Mr Nazarenko said Vuhledar had been relatively quiet until a week ago, but now Russian forces “just charge forward. Marines from the Pacific fleet and their paratroopers are constantly trying to advance. We destroy them … and they suffer very heavy losses, but they do not stop their assault operations and constantly hurl in new forces in a bid to take our positions.”

Ukrainian president Volodymyr Zelenskiy says 'the situation is very tough'. Photograph: Finbarr O'Reilly/The New York Times
Ukrainian president Volodymyr Zelenskiy says 'the situation is very tough'. Photograph: Finbarr O'Reilly/The New York Times

Some Ukrainian officials believe Mr Putin has ordered his commanders to seize all of the Donetsk and Luhansk regions of eastern Ukraine before the first anniversary of Russia’s all-out invasion of its neighbour on February 24th, when the Kremlin launched what it calls a “special military operation” that has now killed tens of thousands of people and displaced millions.

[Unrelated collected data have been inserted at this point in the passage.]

PR #4623, opened 2022-09-06
fix startup service failed when log directory not exists and enable_breakpad

panda-sheep:
…reakPad

## What type of PR is this?
- [x] bug
- [ ] feature
- [ ] enhancement

#### Description:
In the released installation package, when `ENABLE_BREAKPAD` is enabled, if the `log` directory does not exist, it will fail to start `meta/stroage (storagelistener)`.

Many versions have this problem.

close https://github.com/vesoft-inc/nebula-ent/issues/1257

## Checklist:
Tests:
- [ ] Function test
- [ ] Performance test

“He threatened me at one point, and he said, ‘Boris, I don’t want to hurt you but, with a missile, it would only take a minute’ or something like that. Jolly,” former British prime minister Boris Johnson recalled of a phone conversation with Mr Putin shortly before the invasion.

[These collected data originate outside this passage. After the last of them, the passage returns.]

Issue #4274, opened 2022-05-23
the metrics of "commit_log_latency_us" is abnormal. Too large


xigongdaEricyang:
![image](https://user-images.githubusercontent.com/9858560/169739887-857530fb-9366-42e5-b9f1-ff98df4407af.png)

liwenhui-soul:
what's this mean?

xigongdaEricyang:
in stats metrics， the value of commit_log_latency_us is 7841184878, and it means commit log takes almost 7841s. The value is too large, so we think the value is wrong

shanlai:
the same problem exists with the metrics of "append_wal_latency_us", please fix it together

jinyingsunny:
![image](https://user-images.githubusercontent.com/106510322/196430192-2fb3a8e9-6727-425a-bdd5-01cdb71eb35e.png)
checked ent-3.3 when write with speed of 1/s

PR #4627, opened 2022-09-07
fix issue 4274

cangfengzhs:
## What type of PR is this?
- [ ] bug
- [ ] feature
- [ ] enhancement

## Checklist:
Tests:
- [ ] Function test
- [ ] Performance test
- [ ] N/A

Affects:

## Release notes:

> ex. Fixed the bug .....

### DIFF
--- a/src/kvstore/Part.cpp
+++ b/src/kvstore/Part.cpp
@@ -12,6 +12,7 @@
 #include "common/utils/Utils.h"
 #include "kvstore/LogEncoder.h"
 #include "kvstore/RocksEngineConfig.h"
+#include "kvstore/stats/KVStats.h"
 
 DEFINE_int32(cluster_id, 0, "A unique id for each cluster");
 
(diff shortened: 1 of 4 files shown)


jievince (approved):

SuperYoko (approved):

critical27:
Close #4274

src/kvstore/raftex/RaftPart.cpp
```diff
@@ -1063,7 +1063,6 @@ void RaftPart::processAppendLogResponses(const AppendLogResponses& resps,
       */
       auto [code, lastCommitId, lastCommitTerm] = commitLogs(std::move(walIt), true, true);
       if (code == nebula::cpp2::ErrorCode::SUCCEEDED) {
-        stats::StatsManager::addValue(kCommitLogLatencyUs, execTime_);
```
critical27, line 1066: Could add the `kCommitLogLatencyUs` in the scope from line 1054 to 1082?

src/kvstore/Part.cpp
```diff
@@ -214,7 +215,9 @@ std::tuple<nebula::cpp2::ErrorCode, LogID, TermID> Part::commitLogs(
     std::unique_ptr<LogIterator> iter, bool wait, bool needLock) {
   // We should apply any membership change which happens before start time. Because when we start
   // up, the peers comes from meta, has already contains all previous changes.
-  SCOPED_TIMER(&execTime_);
+  SCOPED_TIMER([](uint64_t elapsedTime) {
+    stats::StatsManager::addValue(kCommitLogLatencyUs, elapsedTime);
+  });
```
panda-sheep, line 220: Good

panda-sheep (approved):

src/kvstore/raftex/RaftPart.cpp
cangfengzhs: There are two places that will call commitlogs, so if you only add it to the place you said, then the commit latency will record less data. If you add it to both places, then the meaning of this metric will be unclear

critical27: How about add it in `commitLogs` itself, that could be unified.

cangfengzhs: In this PR, it is modified in this way

critical27: 👌 my bad...

critical27 (approved):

“But I think from the very relaxed tone that he was taking, the sort of air of detachment that he seemed to have, he was just playing along with my attempts to get him to negotiate,” he told the BBC.

Local residents receive food aid in the village of Posad-Pokrovske, Kherson region. Photograph: Genya Savilov/AFP via Getty Images
Local residents receive food aid in the village of Posad-Pokrovske, Kherson region. Photograph: Genya Savilov/AFP via Getty Images

Kremlin spokesman Dmitry Peskov responded: “No, what Mr Johnson said is not true – or more precisely, it is a lie.”

“This is either a conscious lie, and then the question is probably over why he chose to present things in this way; or it was unwitting and, in fact, he did not understand what President Putin was talking to him about,” he added.

Mr Peskov also criticised western states for pledging more arms to Ukraine, after the US, Germany, Britain, Poland and other states agreed to supply Kyiv with heavy battle tanks.

Men sit at the entrance of their apartment building in Lyman, Donetsk region. Photograph: Yasuyoshi Chiba/AFP via Getty Images
Men sit at the entrance of their apartment building in Lyman, Donetsk region. Photograph: Yasuyoshi Chiba/AFP via Getty Images

“It’s a dead-end situation: it leads to significant escalation, it leads to Nato countries becoming more and more directly involved in the conflict – but it doesn’t have the potential to change the course of events and will not do so,” he said.

On Sunday night, Ukrainian president Volodymyr Zelenskiy said “the speed of supply has been and will be one of the key factors in this war.”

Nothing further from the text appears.